In this summery information mentioned before is not necessarily repeated
Warner (2020) and Agresti and Finlay (2013) are used as literature.
Lecture 1
Important matters for the application of statistics (“Applied Statistics”):
- Selecting a sample from a population
- Deciding whether a sample is representative
- Descriptive or inferential statistics
- Measurement levels (NOIR) and types of variables (categorical/quantitative)
- Selecting the correct statistical analysis (focus of statistic 3)

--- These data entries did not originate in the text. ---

PR #3248, opened 2024-07-30
Add fee.State to P-chain state

StephenButtolph:
## Why this should be merged

Dynamic fees needs to track the capacity and excess usage of the chain for rate limiting and fee pricing.

## How this works

Adds `GetFeeState` and `SetFeeState` to the `state.Chain` interface.

## How this was tested

- [X] Added unit tests


vms/platformvm/state/state.go
```diff
@@ -2440,3 +2468,27 @@ func (s *state) ReindexBlocks(lock sync.Locker, log logging.Logger) error {
...
+	if err != nil {
+		return err
+	}
+	return db.Put(FeeStateKey, feeStateBytes)
+}
+
+func getFeeState(db database.KeyValueReader) (fee.State, error) {
+	feeStateBytes, err := db.Get(FeeStateKey)
+	if err == database.ErrNotFound {
+		return fee.State{}, nil
```
abi87, line 2483: q: shouldn't the capacity be max here? I believe this case happens only before etna is activated. In such a casa shouldn't capacity be max instead of zero?

abi87 (commented):
I am not sure we init capacity in the right way when Etna is not activated yet.

vms/platformvm/state/state.go
StephenButtolph: The ACP doesn't specify this... I think that it makes more sense to have it be set to 0 so that the fork activation doesn't have a complexity spike (although I doubt this would really matter).

I'll make a PR to the ACP to clarify this.

StephenButtolph: Added this to the spec: https://github.com/avalanche-foundation/ACPs/pull/136. Feel free to comment on that PR if you think it should be a different value.

abi87 (approved):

- Experimental versus non-experimental research design
Schema when to select which test:
Descriptive statistics: summarizes population or sample data with numbers, tables and graphs
Inferential statistics: making predictions about population parameters, based on a (random)
sample of data. With what kind of certainty these predictions can be made.
,Population: total set of participant relevant for the research question
Sample: a subset of the population about who the data is collected
Reliability (precision): after repeated measures similar results (reliable). Large sample more
precise as a small sample.
Validity (bias): to what extend the sample a representation is of the population.
Measurement scales (NOIR):
- Categorical/qualitative
o Nominal: unordered categories
o Ordinal: ordered categories
- Quantitative/numerical
o Interval: equal distance between consecutive values (°C)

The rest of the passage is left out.